55. A method of treating a tumor in a human subject, the treatment comprising administering to the subject an effective amount of each of: (a) means for inducing NK cell-mediated ADCC of tumor cells, and (b) means for neutralizing the inhibitory activity of human ILT2 domain protein without binding to the human Fc γ receptor CD 16A.

56. In a method of treating a tumor in a human subject by administering an agent or treatment that neutralizes the inhibitory activity of a human ILT2 domain protein, the improvement comprising administering to the subject an effective amount of a means for binding: (i) an epitope within a segment of amino acid residues of the ILT2 polypeptide defined by the sequence set forth in SEQ ID NO:55 or 56.

57. A method for treating or preventing a disease cancer in a patient in need thereof, the method comprising administering to the patient an effective amount of the antibody of any one of claims 1-41 or the composition of claim 43.

58. The method of claim 523, wherein the tumor or cancer is urothelial cancer, Head and Neck Squamous Cell Carcinoma (HNSCC), NSCLC, renal cell carcinoma, or ovarian cancer.

59. The method of claims 49 to 53, wherein the individual has a tumor characterized by NK and/or CD 8T cells expressing ILT2, optionally wherein the cells have a high level of ILT2 expressed on their surface.

60. A method for stimulating an adaptive immune response in a subject having cancer, optionally a method for stimulating a CD8+ T cell response in a subject having cancer, the method comprising administering to the subject an effective amount of an antibody of any one of claims 1 to 41 or a composition of claim 43.

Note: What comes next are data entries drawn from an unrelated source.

PR #35838, opened 2025-04-04
Add telemetry around IPC authentication

misteriaud:
### What does this PR do?
This PR:
1. updates the IPC client-side helper to use IPC certificate
2. Adds a new tag to the cross-org telemetry (`api_server.request_duration_seconds.auth`)
3. updates the API Telemetry Middleware to set `mTLS` tag if the client certificate is the same as the server certificate 

### Motivation
This PR introduces a new `auth` tag to the  Agent telemetry. The tag will help evaluate the impact of renewing IPC authentication system, while ensuring minimal disruption to end-users.

This change is covered by unit-tests.


comp/api/api/apiimpl/observability/telemetry.go
```diff
@@ -49,26 +54,56 @@ func (th *telemetryMiddlewareFactory) Middleware(serverName string) mux.Middlewa
 			next.ServeHTTP(w, r)
 
 			path := extractPath(r)
-			th.requestDuration.Observe(duration.Seconds(), serverName, strconv.Itoa(statusCode), r.Method, path)
+
+			durationSeconds := duration.Seconds()
+
+			// We can assert that the auth is at least a token because it have been checked previously by the validateToken middleware
```
pgimalac, line 60:
```suggestion
			// We can assert that the auth is at least a token because it has been checked previously by the validateToken middleware
```

comp/api/api/apiimpl/observability/telemetry.go
```diff
@@ -49,26 +54,56 @@ func (th *telemetryMiddlewareFactory) Middleware(serverName string) mux.Middlewa
...
+
+	if serverTLSConfig.Certificates[0].Leaf != nil {
+		ipcCert = serverTLSConfig.Certificates[0].Leaf.Raw
+	} else {
+		cert, err := x509.ParseCertificate(serverTLSConfig.Certificates[0].Certificate[0])
+		if err != nil {
+			return nil, fmt.Errorf("error parsing IPC certificate: %v", err)
+		}
+		ipcCert = cert.Raw
+	}
```
pgimalac, line 94: I think this logic should be in the tls config (possibly using a wrapper to add a new method), it seems way too specific and low-level for an observability middleware

misteriaud: I agree, I moved the logic to `server.go` to avoid having it in telemetry.
We may move it in a util/helper file for a broader use if the need arise.

michaelcretzman (approved):

comp/api/api/apiimpl/observability/telemetry.go
```diff
@@ -49,26 +51,36 @@ func (th *telemetryMiddlewareFactory) Middleware(serverName string) mux.Middlewa
...
 			path := extractPath(r)
-			th.requestDuration.Observe(duration.Seconds(), serverName, strconv.Itoa(statusCode), r.Method, path)
+
+			durationSeconds := duration.Seconds()
+
+			// We can assert that the auth is at least a token because it has been checked previously by the validateToken middleware
+			auth := "token"
+			if th.cert != nil && r.TLS != nil && len(r.TLS.PeerCertificates) > 0 && th.cert.Equal(r.TLS.PeerCertificates[0]) {
+				auth = "mTLS"
+			}
```
pgimalac, line 61: **🥜 nitpick:** ‏This logic makes assumptions on what happens in the server (ie. a previous middleware checked the token), and does some low level checks
I think instead of taking the expected cert as parameter, the middleware could just take a `func(http.Request) string` which would return the auth kind for a request
This func would be created in the API, which makes more sense (no more assumptions here, and no dependency on `crypto/x509`)

pgimalac (approved):
Just one nitpick but overall LGTM

iglendd (approved):
Left a minor comment

comp/api/api/apiimpl/observability/telemetry.go
pgimalac: This middleware emits a metric for each request, it has a dependency on the telemetry component, it doesn't handle the telemetry itself (it just emits some)
Maybe the name is not the best haha, if you have another proposal we can update 😄

pgimalac: I mean the package is named `observability`, it contains two files, one for emitting metrics and one for emitting logs (two middlewares)
Maybe replacing "telemetry" with "metric" would be clearer ?

misteriaud: I agree that having the telemetry middleware agnostic as much as possible of the API implementation is better! 
I moved the certificate verification into `server.go` to have clearer separation of concerns. At the same time I moved the related tests to a new file called `server_test.go`.

PR #35840, opened 2025-04-04
fix(assess_permissions): Rework the assess_permissions workflow

chouetz:
### What does this PR do?
Rework the assess_permissions workflow:
- Run on main repository and only list contributors and teams.
- Add an additional run on `agent-all`:
  - List the teams belonging to `agent-all`
  - List the maintainers
  - List sub-teams with no contributor: these teams can be removed from agent-all
  - List members of the `agent-contributor` team with no contribution: these contributors can be removed from this team
  - List other members with no contribution. These ones must be assessed case by case.

### Motivation
https://datadoghq.atlassian.net/browse/ACIX-577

61. A method for modulating the activity of monocyte derived cells and/or lymphocytes, optionally NK cells and/or CD8+ T cells, in a subject having cancer, the method comprising administering to the subject an effective amount of an antibody of any one of claims 1 to 41 or a composition of claim 43.

62. A method for selecting a subject having a cancer responsive to treatment with the antibody of any one of claims 1 to 41 or the composition of claim 43, the method comprising: determining whether the cancer cells of the subject express HLA-A2 and/or HLA-G, expression of HLA-A2 and/or HLA-G being indicative of a responsive subject; and optionally further administering to a responsive subject an antibody according to any one of claims 1 to 41 or a composition according to claim 43.